*** MATERIAL TO PROCESS ***
PR #7494, opened 2026-07-16
[OPIK-7362] [BE] fix: null-safe PythonEvaluatorService response handling

thiagohora:
## Details

`PythonEvaluatorService.processResponse(...)` dereferenced `readEntity(...)` results directly. When the response entity deserializes to `null` — which can happen because the response is consumed further down the reactive chain on a `boundedElastic` thread, after the underlying connection has been recycled — the success path did `readEntity(...).scores()` and the error path did `readEntity(...).error()`, both throwing a bare `NullPointerException` that surfaced as an opaque HTTP 500 (counted as `opik_errors_count_total{error_type="NullPointerException"}`).

This turned a user-side error (an invalid user-defined Python metric, for which python-backend returns `400 {"error": "..."}`) into a backend 500, and the backend's error text was lost when the structured `error` field was blank.

- Success path: buffer the entity before reading, and null-check both the body and `scores()`; a null/empty body now raises a clear `InternalServerErrorException` instead of an NPE.
- Error path: null-check the parsed error object and fall back to the raw string body when the structured `error` is absent or blank, so the backend detail is preserved.

## Change checklist
- [ ] User facing
- [ ] Documentation update

## Issues

- Resolves OPIK-7362

## AI-WATERMARK

AI-WATERMARK: yes

- Tools: Claude Code
- Model(s): Claude Opus 4.8
- Scope: Root-cause analysis from production telemetry, the `PythonEvaluatorService` null-safety change, and the added unit tests.
- Human verification: Author reviewed the diff and confirmed the test run below.

## Testing

Unit tests added to `PythonEvaluatorServiceTest` reproduce the failure modes (each would throw NPE on the previous code) and assert clean exceptions instead:
- 2xx with a null body → `InternalServerErrorException`
- 2xx with null `scores` → `InternalServerErrorException`
- 400 with a null error object → `BadRequestException` (falls back to raw body, no NPE)
- 400 with a blank `error` field → `BadRequestException` carrying the raw body

Commands run (from `apps/opik-backend`):
```
mvn -o test-compile
mvn -o surefire:test -Dtest=PythonEvaluatorServiceTest
```
Result: `Tests run: 18, Failures: 0, Errors: 0, Skipped: 0` — 4 new tests plus the 14 existing tests (no regressions).

## Documentation

No documentation changes required — internal error-handling robustness fix with no API or behavior change on the happy path.

### DIFF
--- a/apps/opik-backend/src/main/java/com/comet/opik/domain/evaluators/python/PythonEvaluatorService.java
+++ b/apps/opik-backend/src/main/java/com/comet/opik/domain/evaluators/python/PythonEvaluatorService.java
@@ -27,6 +27,7 @@ import static com.comet.opik.domain.evaluators.python.TraceThreadPythonEvaluator
 public class PythonEvaluatorService {
 
     private static final String URL_TEMPLATE = "%s/v1/private/evaluators/python";
+    private static final int MAX_ERROR_MESSAGE_LENGTH = 500;
 
     private final @NonNull RetriableHttpClient client;
     private final @NonNull OpikConfiguration config;
@@ -101,21 +102,25 @@ public class PythonEvaluatorService {
             try {
                 var errorResponse = response.readEntity(PythonEvaluatorErrorResponse.class);
                 if (errorResponse != null && StringUtils.isNotBlank(errorResponse.error())) {
-                    return errorResponse.error();
+                    return StringUtils.truncate(errorResponse.error(), MAX_ERROR_MESSAGE_LENGTH);
                 }
             } catch (RuntimeException parseErrorResponse) {
-                log.warn("Failed to parse error response, falling back to parsing string", parseErrorResponse);
+                // Expected when the body is not the structured error shape; fall back to the raw body.
+                log.debug("Failed to parse structured error response, falling back to parsing string",
+                        parseErrorResponse);
             }
 
             // Fall back to the raw body when the structured error is absent/blank so the backend
             // detail is not lost (e.g. python-backend "can't be evaluated:" with an empty message).
+            // The body is the evaluated user metric's own error, which we want to surface; bound its
+            // length so an oversized payload can't bloat the thrown exception message.
             try {
                 var body = response.readEntity(String.class);
                 if (StringUtils.isNotBlank(body)) {
-                    return body;
+                    return StringUtils.truncate(body, MAX_ERROR_MESSAGE_LENGTH);
                 }
             } catch (RuntimeException parseStringResponse) {
-                log.warn("Failed to parse error string response", parseStringResponse);
+                log.warn("Failed to read error response body", parseStringResponse);
             }
         }
 
--- a/apps/opik-backend/src/main/java/com/comet/opik/domain/evaluators/python/PythonEvaluatorService.java
+++ b/apps/opik-backend/src/main/java/com/comet/opik/domain/evaluators/python/PythonEvaluatorService.java
@@ -14,6 +14,7 @@ import lombok.RequiredArgsConstructor;
 import lombok.extern.slf4j.Slf4j;
 import org.apache.commons.collections4.CollectionUtils;
 import org.apache.commons.collections4.MapUtils;
+import org.apache.commons.lang3.StringUtils;
 import reactor.core.publisher.Mono;
 
 import java.util.List;
@@ -70,7 +71,19 @@ public class PythonEvaluatorService {
         Response.StatusType statusInfo = response.getStatusInfo();
 
         if (statusInfo.getFamily() == Response.Status.Family.SUCCESSFUL) {
-            return response.readEntity(PythonEvaluatorResponse.class).scores();
+            // Buffer before reading: the response is consumed further down the reactive chain on a
+            // boundedElastic thread, after which the underlying connection can already be recycled and
+            // readEntity would yield null. A null body (or null scores) must surface as a clean error
+            // rather than a NullPointerException.
+            var body = response.hasEntity() && response.bufferEntity()
+                    ? response.readEntity(PythonEvaluatorResponse.class)
+                    : null;
+            if (body == null || body.scores() == null) {
+                throw new InternalServerErrorException(
+                        "Python evaluation returned HTTP %d with an empty or unparseable response body"
+                                .formatted(statusCode));
+            }
+            return body.scores();
         }
 
         String errorMessage = extractErrorMessage(response);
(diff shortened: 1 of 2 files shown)


apps/opik-backend/src/main/java/com/comet/opik/domain/evaluators/python/PythonEvaluatorService.java
```diff
@@ -84,22 +97,29 @@ private List<PythonScoreResult> processResponse(Response response) {
...
+            }
+
+            // Fall back to the raw body when the structured error is absent/blank so the backend
+            // detail is not lost (e.g. python-backend "can't be evaluated:" with an empty message).
+            try {
+                var body = response.readEntity(String.class);
+                if (StringUtils.isNotBlank(body)) {
+                    return body;
                 }
+            } catch (RuntimeException parseStringResponse) {
```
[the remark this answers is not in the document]
thiagohora: Thanks — addressed in 10c141b. I demoted the structured-parse fallback to `debug` (it fires on every non-structured body, so it was expected noise) and bounded the surfaced text to 500 chars.

I intentionally did **not** switch to a fixed generic message: surfacing the backend error detail is the point of this fix (OPIK-7362). This 400 body is the *evaluated user metric’s own* error (e.g. `... can’t be evaluated: NameError`), and it is routed to that workspace’s user-facing logs via `OnlineScoringUserDefinedMetricPythonScorer`’s `doOnError` — replacing it with "Unknown error" would re-hide exactly the detail we set out to expose. python-backend is an internal service (not third-party), so the leakage surface is low; the truncation caps unbounded payloads. Kept the raw-body *read failure* at `warn` since reaching it (buffered entity that can’t be read even as a String) is genuinely unexpected. Happy to revisit if we’d rather gate the passthrough behind a flag.

apps/opik-backend/src/main/java/com/comet/opik/domain/evaluators/python/PythonEvaluatorService.java
```diff
@@ -70,7 +72,19 @@ private List<PythonScoreResult> processResponse(Response response) {
         Response.StatusType statusInfo = response.getStatusInfo();
 
         if (statusInfo.getFamily() == Response.Status.Family.SUCCESSFUL) {
-            return response.readEntity(PythonEvaluatorResponse.class).scores();
+            // Buffer before reading: the response is consumed further down the reactive chain on a
+            // boundedElastic thread, after which the underlying connection can already be recycled and
+            // readEntity would yield null. A null body (or null scores) must surface as a clean error
+            // rather than a NullPointerException.
+            var body = response.hasEntity() && response.bufferEntity()
```
andrescrz, line 79: This is exactly the right fix. My only ask is to audit all the related online scoring functionality to make sure that every `readEntity` buffers before (and entity check). No need to audit the whole service, it's out of the scope of this fix.

apps/opik-backend/src/test/java/com/comet/opik/domain/evaluators/python/PythonEvaluatorServiceTest.java
```diff
@@ -513,6 +518,88 @@ void evaluate__whenBothErrorResponseParsingFails__shouldUseDefaultMessage() {
...
+                    // Structured error object deserializes to null -> fall back to the raw body.
+                    Arguments.of("null error object", null, "raw backend error body", "raw backend error body"),
+                    // Structured error field is blank (python-backend "can't be evaluated:").
+                    Arguments.of("blank error field", PythonEvaluatorErrorResponse.builder().error("").build(),
+                            "The provided 'code' and 'data' fields can't be evaluated: NameError", "NameError"));
+        }
+
+        @ParameterizedTest(name = "{0}")
+        @MethodSource("missingErrorDetailResponses")
+        void evaluate__when400AndMissingErrorDetail__shouldFallBackToStringBody(
```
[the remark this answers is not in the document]
thiagohora: Good catch — addressed in dd88aba. Switched the blank case to whitespace-only (`"   "`) so it exercises `StringUtils.isNotBlank()` rather than just `isEmpty()`, and added `evaluate__when400AndErrorBodyExceedsMaxLength__shouldTruncateSurfacedText`, which feeds a 604-char body and asserts the thrown message is capped at 500 chars (`hasSize(500)`) while keeping the prefix. Both new paths now fail if the guard/truncation regress. 19/19 in the class.

apps/opik-backend/src/main/java/com/comet/opik/domain/evaluators/python/PythonEvaluatorService.java
```diff
@@ -70,7 +72,19 @@ private List<PythonScoreResult> processResponse(Response response) {
...
+                    ? response.readEntity(PythonEvaluatorResponse.class)
+                    : null;
+            if (body == null || body.scores() == null) {
+                throw new InternalServerErrorException(
+                        "Python evaluation returned HTTP %d with an empty or unparseable response body"
```
andrescrz: Nit: surround single quotes `'%s'` to escape the printed value (statusCode).

andrescrz (dismissed):
One consideration to double check and a nit, but no blockers.

apps/opik-backend/src/main/java/com/comet/opik/domain/evaluators/python/PythonEvaluatorService.java
thiagohora: Thanks! Audited the online-scoring `readEntity` sites (kept it scoped as you said):

- `PythonEvaluatorService` — the gap, now guarded (buffer + entity/null checks on both the success and error paths; covers `evaluate` and `evaluateThread`, which share `processResponse`).
- `RetriableHttpClient` retryable (503/504) branch — already `bufferEntity()` before `readEntity` (line 59).
- The online-scoring scorers themselves (`OnlineScoringUserDefinedMetricPythonScorer`, `OnlineScoringLlmAsJudgeScorer`, `ChatCompletionService`) do not call `readEntity` directly — they go through `PythonEvaluatorService` or langchain4j.

For completeness (outside the online-scoring scope, so not touched): `WebhookHttpClient.readResponseBody` already does hasEntity + bufferEntity + isNotBlank in a try/catch, and `LlmModelRegistryService` reads an `InputStream` synchronously via try-with-resources with a status check — both safe. No further changes needed within scope.

apps/opik-backend/src/main/java/com/comet/opik/domain/evaluators/python/PythonEvaluatorService.java
thiagohora: Done in ba0699e — both `InternalServerErrorException` messages now quote the status code, e.g. `Python evaluation failed (HTTP '500'): ...`. Updated the affected test assertion too. 19/19 in the class.

andrescrz (approved):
*** End of MATERIAL TO PROCESS ***
§ **WHAT IS NEEDED**:
Beginning with the opening line above, retype the records exactly through the line with "This turned a", both ends included.

§ **FINISHED EXERCISE**:
PR #7494, opened 2026-07-16
[OPIK-7362] [BE] fix: null-safe PythonEvaluatorService response handling

thiagohora:
## Details

`PythonEvaluatorService.processResponse(...)` dereferenced `readEntity(...)` results directly. When the response entity deserializes to `null` — which can happen because the response is consumed further down the reactive chain on a `boundedElastic` thread, after the underlying connection has been recycled — the success path did `readEntity(...).scores()` and the error path did `readEntity(...).error()`, both throwing a bare `NullPointerException` that surfaced as an opaque HTTP 500 (counted as `opik_errors_count_total{error_type="NullPointerException"}`).

This turned a user-side error (an invalid user-defined Python metric, for which python-backend returns `400 {"error": "..."}`) into a backend 500, and the backend's error text was lost when the structured `error` field was blank.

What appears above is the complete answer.